The LEED is a rich dataset that includes approximately 18 to 21 million job records each financial year since 2011-12 and contains over 190 million individual records over the period 2011-12 to 2020-21. 

The LEED covers all persons who either:

  • submitted an individual tax return (ITR); or
  • individuals who had an Income Statement (previously Pay As You Go (PAYG) payment summary) issued by an employer and then remitted to the ATO.

Employees who did not submit a tax return and have not provided their Tax File Number to their employer will not appear in the LEED. Owner managers of unincorporated enterprises (OMUEs) who did not submit an ITR are also excluded.

Data sources

The LEED incorporates:

  • person level ITR data, job level Income Statement data and Client Register (CR) data supplied by the ATO to the ABS under the Taxation Administration Act 1953 - which requires that such data is only used for the purpose of administering the Census and Statistics Act 1905; and
  • employer level data that include the ABS’s BLADE data and the ABS Business Register data supplied by the Registrar of Australian Business Register (ABR) to the ABS under A New Tax System (Australian Business Number) Act 1999 - which requires that such data is only used for the purpose of carrying out functions of the ABS.

The data limitations or weaknesses outlined here are in the context of using the data for statistical purposes, and not related to the ability of the data to support the ATO's core operational requirements.

The ABS acknowledges the continuing support of the ATO in compiling these statistics. 

Data on Migrants

The migrant data used in LEED are sourced from the Person Level Integrated Dataset (PLIDA), formerly known as the Multi-Agency Data Integration Project (MADIP).

The migrant data in PLIDA are a suite of administrative datasets from the Department of Home Affairs.
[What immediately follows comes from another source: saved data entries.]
PR #3594, opened 2023-03-04
Support files with type comment syntax errors

### LINKED ISSUE #3593: Let black run on files even if `ast.parse` with `type_comments=True` fails

Right now, if a file parsing because of invalid type comments (even if the code runs just fine), black won't format the file.

For example:

```python
import typing

def foo(
    # type: typing.List
    bar,
):
    print(bar)

foo(10)
```

While the code still runs:

```console
$ python3 asd.py            
10
```

Black no longer formats it:

```console
$ black asd.py        
error: cannot format asd.py: cannot use --safe with this file; failed to parse source file AST: invalid syntax (<unknown>, line 4)
This could be caused by running Black with an older Python version that does not support new syntax used in your source file.

Oh no! 💥 💔 💥
1 file failed to reformat.
```

This is because `ast.parse` on that code fails if you pass `type_comments=True`:

```pycon
>>> import ast
>>> ast.parse(open('asd.py').read(), type_comments=True)
  File "<stdin>", line 1, in <module>
  File "/opt/homebrew/Cellar/python@3.10/3.10.9/Frameworks/Python.framework/Versions/3.10/lib/python3.10/ast.py", line 50, in parse
    return compile(source, filename, mode, flags,
  File "<unknown>", line 4
    # type: typing.List
            ^^^^^^^^^^^
SyntaxError: invalid syntax
```

(Black does work if you do `black asd.py --fast`, as it no longer does the AST based check.)

If `ast.parse(..., type_comments=True)` fails for the before/after check, maybe doing it with `type_comments=False` is fine, just for that file?

None so far.

**Additional context**

I don't think this can be considered an upstream bug, as this is indeed invalid syntax for a type checker's perspective. But black shouldn't care if the types are correct, in any way shape or form.

tusharsadhwani:
### Description

Resolves #3593 

### Checklist - did you ...

### DIFF
--- a/src/black/parsing.py
+++ b/src/black/parsing.py
@@ -148,7 +148,7 @@ def lib2to3_unparse(node: Node) -> str:
 
 
 def parse_single_version(
-    src: str, version: Tuple[int, int], type_comments: bool
+    src: str, version: Tuple[int, int], *, type_comments: bool
 ) -> Union[ast.AST, ast3.AST]:
     filename = "<unknown>"
     # typed-ast is needed because of feature version limitations in the builtin ast 3.8>
--- a/src/black/parsing.py
+++ b/src/black/parsing.py
@@ -185,7 +185,6 @@ def parse_ast(src: str) -> Union[ast.AST, ast3.AST]:
             if not first_error:
                 first_error = str(e)
 
-
     # Try to parse without type comments
     for version in sorted(versions, reverse=True):
         try:
--- a/src/black/parsing.py
+++ b/src/black/parsing.py
@@ -185,11 +185,13 @@ def parse_ast(src: str) -> Union[ast.AST, ast3.AST]:
             if not first_error:
                 first_error = str(e)
 
-            # Try to parse without type comments
-            try:
-                return parse_single_version(src, version, type_comments=False)
-            except SyntaxError:
-                pass
+
+    # Try to parse without type comments
+    for version in sorted(versions, reverse=True):
+        try:
+            return parse_single_version(src, version, type_comments=False)
+        except SyntaxError:
+            pass
 
     raise SyntaxError(first_error)
 
--- a/src/black/parsing.py
+++ b/src/black/parsing.py
@@ -165,9 +165,12 @@ def parse_single_version(
         else:
             return ast3.parse(src, filename)
     else:
-        # Typed-ast is guaranteed to be used here and automatically tracks type
-        # comments separately.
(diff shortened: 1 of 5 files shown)


tests/test_black.py
```diff
@@ -1938,6 +1938,14 @@ def test_equivalency_ast_parse_failure_includes_error(self) -> None:
         err.match("invalid character")
         err.match(r"\(<unknown>, line 1\)")
 
+    def test_type_comment_syntax_error(self) -> None:
```
JelleZijlstra, line 1941: Would prefer a test in test_format.py where we don't have to write a new test function.

src/black/parsing.py
```diff
@@ -175,11 +180,17 @@ def parse_ast(src: str) -> Union[ast.AST, ast3.AST]:
     first_error = ""
     for version in sorted(versions, reverse=True):
         try:
-            return parse_single_version(src, version)
+            return parse_single_version(src, version, type_comments=True)
         except SyntaxError as e:
             if not first_error:
                 first_error = str(e)
 
+            # Try to parse without type comments
```
JelleZijlstra, line 188: Need to think more about whether we should have a separate loop instead. I *think* that should never affect behavior, just performance.

src/black/parsing.py
```diff
@@ -148,24 +148,29 @@ def lib2to3_unparse(node: Node) -> str:
 
 
 def parse_single_version(
-    src: str, version: Tuple[int, int]
+    src: str, version: Tuple[int, int], type_comments: bool
```
JelleZijlstra, line 151:
```suggestion
    src: str, version: Tuple[int, int], *, type_comments: bool
```
Let's make it keyword-only

src/black/parsing.py
tusharsadhwani: I'll move it to an outer for loop anyway. Just for guaranteed backwards compatibility.

JelleZijlstra (approved):

tusharsadhwani:
@ichard26 can you help with re-triggering the workflows?

JelleZijlstra:
@ichard26 do you still want to look at this or can I merge it?

ichard26 (approved):
I wanted to take a look because this PR falls back to using the built-in ast module even on Python 3.7 which we avoided doing previously, but that's a really minor edge case — so it's fine. All it might do is make some files with invalid type comments still unparsable.

ichard26:
Thanks for the PR @tusharsadhwani!

PR #3938, opened 2023-10-09
Report all stacktraces in verbose mode

hauntsaninja:
Previously these were swallowed; make the reporting more as like `black/__init__.py`

### DIFF
--- a/src/black/concurrency.py
+++ b/src/black/concurrency.py
@@ -173,7 +173,9 @@ async def schedule_formatting(
                 cancelled.append(task)
             elif task.exception():
                 if report.verbose:
-                    traceback.print_exception(task.exception())
+                    exc = task.exception()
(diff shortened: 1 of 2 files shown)


src/black/concurrency.py
```diff
@@ -171,7 +172,11 @@ async def schedule_formatting(
             if task.cancelled():
                 cancelled.append(task)
             elif task.exception():
-                report.failed(src, str(task.exception()))
+                exc = task.exception()
+                assert exc is not None
```
JelleZijlstra, line 176: Use a walrus so you can avoid the assert?

`elif exc := task.exception():`

hauntsaninja: Oh right, we dropped 3.7

JelleZijlstra (approved):

Issue #3889, opened 2023-09-13
Lines with power operator `**` with simple operands are wrapped too early


andersk:
**Describe the bug**

Black miscomputes the horizontal space required for lines containing the power operator `**` with simple operands, and rewraps them much earlier than the expected 88-character line length. Perhaps that computation wasn’t adjusted for #538/#2726.

**To Reproduce**

Run Black with no arguments on this code ([playground link](https://black.vercel.app/?version=stable&state=_Td6WFoAAATm1rRGAgAhARYAAAB0L-Wj4ADWAE5dAD2IimZxl1N_WmyLkeQ19WvnMnMLiOdunzNME7LTg9q9ETmvUb3zADAfwfc_ujwsAWOwtuqfHF_058CbOyGNssGXm6mbe5uTjBx_QytrAAAAACmo9-vGjRMyAAFq1wEAAADNPFPpscRn-wIAAAAABFla)):

```python
x = 1**1**1**1**1**1**1**1**1**1**1**1**1**1**1**1**1
y = 1**1**1**1**1**1**1**1**1**1**1**1**1**1**1**1**1**1
```

Black leaves the first line unaffected, but unexpectedly wraps the second vertically, even though its horizontal layout is only 56 characters long.

```python
x = 1**1**1**1**1**1**1**1**1**1**1**1**1**1**1**1**1
y = (
    1
    ** 1
    ** 1
    ** 1
    ** 1
    ** 1
    ** 1
    ** 1
    ** 1
    ** 1
    ** 1
    ** 1
    ** 1
    ** 1
    ** 1
    ** 1
    ** 1
    ** 1
)
```

**Expected behavior**

Both lines should be unchanged.

**Environment**

- Black's version: 23.9.1
- OS and Python version: Linux/Python 3.10.12

PR #3942, opened 2023-10-13
[3889] Fix long lines with power operator(s) getting splitted before line length

henriholopainen:
### Description
Hugging power operators had a bug, where operators that end up hugging were still counted as not hugging when deciding to split the line. The bug is described [here](https://github.com/psf/black/issues/3889). The whole issue is a bit circular as we need to know the line length before we start to apply transformations. Calculating the hugging of power operators at the beginning of `transform_line` seems to do the trick. Ideally the `hug_power_op` transform would be done only once, but switching the order of transforms broke a lot of other places, so I don't know if there's any other good options here.

### Checklist - did you ...


henriholopainen:
> **diff-shades** results comparing this PR ([43fcdee](https://github.com/psf/black/commit/43fcdee7c29ab3f30f4d440afd6c7b337e306e94)) to main ([935f303](https://github.com/psf/black/commit/935f303a0a7b794e722c7df00c906be285884874)). The full diff is [available in the logs](https://github.com/psf/black/actions/runs/6510146111/job/17686088372#step:10:1) under the "Generate HTML diff report" step.
> 
> ```
> ╭─────────────────────── Summary ────────────────────────╮
> │ 3 projects & 10 files changed / 56 changes [+14/-42]   │
> │                                                        │
> │ ... out of 2 496 979 lines, 11 745 files & 23 projects │
> ╰────────────────────────────────────────────────────────╯
> 
> Differences found.
> ```
> 
> [**What is this?**](https://black.readthedocs.io/en/latest/contributing/gauging_changes.html#diff-shades) | [Workflow run](https://github.com/psf/black/actions/runs/6510146111) | [diff-shades documentation](https://github.com/ichard26/diff-shades#readme)

These all seem to be cases of erroneous line splitting getting fixed.

henriholopainen:
> Thanks. This looks correct, but we'll have to make the change in the preview style only for now.

Ok, will do. Does this mean that the tests should also be reverted, as they will fail after the fix is behind `--preview`?

JelleZijlstra:
You can add `# flags: --preview` to the top of the test so they get run in preview mode.

JelleZijlstra (approved):

PR #3950, opened 2023-10-16
Fix parser bug where "type" was misinterpreted as a keyword inside a match

### LINKED ISSUE #3790: Black 23.7.0 thinks accessing an attribute named `type` inside brackets in a switch statement is invalid syntax
**Describe the bug**

When black encounters access of a `.type` attribute inside brackets, inside a switch statement, it thinks that it is invalid syntax, even though python 3.11 executes it just fine.

**To Reproduce**

For example, take this code:

```python
class SomeClass:
    type = ""


match (SomeClass.type):
    case _:
        print("Hello there ...")
```

```sh
$ pipx run --python python3.11 --spec=black==23.7.0 black --target-version py311 --diff file.py
```

The resulting error is:

> error: cannot format file.py: Cannot parse: 5:0: match (SomeClass.type):

**Expected behavior**

It should leave the file unchanged or format it, as black 23.3.0 leaves it unchanged, and it is indeed valid syntax:

```console
$ python3.11 --version
Python 3.11.4
$ python3.11 file.py
Hello there ...
$ pipx run --python python3.11 --spec=black==23.3.0 black --target-version py311 --diff file.py
⚠️  black is already on your PATH and installed at /home/iwana/.local/bin/black. Downloading and running anyway.
All done! ✨ 🍰 ✨
```

**Environment**

- Black's version: 23.3.0
- OS and Python version: Linux/Python 3.11.4

JelleZijlstra:
Fixes #3790

Slightly hacky, but I think this is correct and it should also improve performance somewhat.


hauntsaninja (approved):
Not particularly familiar with blib2to3, but heuristic seems fine

Issue #3975, opened 2023-10-24
Changed semantics for matching files in project root with `--include`


sth:
**Describe the bug**

If I have as file named `somefile` in the root of the project and I want to include it with `--include`, traditionally the appropriate regex would contain a leading slash:

    black --include '^/somefile$' ...

In #3846 this changed, now the leading slash prevents the file from being matched. Instead `--include '^somefile$'` is required.
The related `exclude` regexes still need the leading slash.

The cause are the path processing changes in #3846. Slashes are only added to `root_relative_path` when checking excludes and are now missing from `normalized_path`, which is later used to check includes.

**To Reproduce**

```sh
$ python3 -m venv venv
$ source venv/bin/activate
$ touch pyproject.toml
$ echo 'print( )' > somefile
$ pip install black==23.7.0
...
$ black --check --include '^/somefile$' .
would reformat /home/sth/tst/somefile

Oh no! 💥 💔 💥
1 file would be reformatted.
$ pip install black==23.10.1
...
$ black --check --include '^/somefile$' .
No Python files are present to be formatted. Nothing to do 😴
```

**Expected behavior**

The file name matching for `--include` should work as it did previously, since the change was most likely unintentional and the matching of excludes still works the old way.

**Environment**

- Black's version: 23.10.1
- OS and Python version: Ubuntu 22.04, Python 3.10.12

sth:
Fixed in #3976

PR #3976, opened 2023-10-24
Fix matching of absolute paths in `--include`

sth:
### Description

This is a fix for #3975.

It modifies `normalized_path` in the way it was done before #3846, so that the check for included files still matches the same files.

### Checklist - did you ...

### DIFF
--- a/CHANGES.md
+++ b/CHANGES.md
@@ -18,7 +18,7 @@
 
 <!-- Changes to how Black can be configured -->
 
-- Fix a bug in the matching of absolute path names in `--include` (#3975)
+- Fix a bug in the matching of absolute path names in `--include` (#3976)
 
 ### Packaging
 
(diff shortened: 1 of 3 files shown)


hauntsaninja (commented):
Thanks for catching this and opening a PR! I think we should use `root_relative_path` on L396 , so we apply include logic before symlink resolution

sth:
I agree it makes sense to check include and exclude against the same type of path and not use resolved symlinks for one and unresolved symlinks for the other.

It now checks the path with unresolved symlinks against includes and excludes and the symlink target is not checked this way (but it is still checked if is under the root dir).

I also added `is_dir` and `is_file` to all the mocks in the symlink testcase, since if the items aren't files they won't be included no matter the name.

hauntsaninja (approved):
Thank you!

Issue #3608, opened 2023-03-16
INTERNAL ERROR when using multiple fmt: skip


BenjaminBossan:
**Describe the bug**

Using multiple `# fmt: skip` in the same expression causes an `INTERNAL ERROR`.

**To Reproduce**

The first example (`a`) works but all others fail:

They include the visa grants file, the permanent settlements database and temporary visa holders file. 

The scope of the migrant data in this release includes:

  • Permanent migrants with an arrival date between 1 January 2000 and 30 June 2021;
  • Permanent migrants with an unknown arrival date and a visa granted between 1 January 2000 and 30 June 2021; and 
  • Temporary visa holders with a visa granted between 1 January 2000 and 30 June 2021.

This includes permanent migrants that have become Australian citizens during this period.

Migrant data presented in this release are not comparable with those published in the previous release of Personal Income in Australia due to improved scoping and visa selection methods. An new visa selection method has been applied in this release which selects the substantive permanent visa held prior to a resident return visa (subclasses 111, 151, 154-159, 834, R and K38). In instances where no previous substantive permanent visa (skilled, family or humanitarian) can be found, resident return visa holders are grouped into the other permanent migrants category. 

How data are processed

Integration method

LEED links jobs to employers and employed persons are linked to employers via the jobs they hold.

Before the linkage takes place, an input job level file is created largely based on the income statement file. This file is also enhanced with job records derived using ITR information, to cover jobs without Income Statement information, such as OMUE jobs. Data quality is enhanced by using occupation information from ITR, and the best available age, sex, and geographic information between the Income Statement, ITR and Client Register (CR) data.

Jobs are integrated with the employer by one of two methods. The method is dependent on which part of the business population on the ABS Business Register the employer is grouped into.

  • Non-profiled population (businesses with a simple structure): a deterministic approach using the Australian Business Number (ABN).
  • Profiled population (businesses with a complex structure): a more detailed approach to linking is used, detailed below.

Where an employer is part of the profiled population, the relevant jobs are assigned to type of activity units (TAUs) based on a logistic regression model developed using Census data. The model references independent variables common to both Census and personal income tax data, including sex, age, occupation, and region of usual residence. These are used to predict the industry of employment, which conceptually aligns to a type of activity unit. 

Where an employee has multiple job relationships with the same reporting ABN in an enterprise group, each job relationship is assigned to the same type of activity unit.

Based on the model, each job record is assigned a probability of being in each of the type of activity units present in the employing enterprise group. Iterative random assignment is undertaken using these probabilities until employment benchmarks are met. Benchmarks are based on Quarterly Business Indicators Survey (QBIS) data where a unit is in scope. BLADE employment levels are substituted where QBIS data is not available, otherwise no benchmarking is done.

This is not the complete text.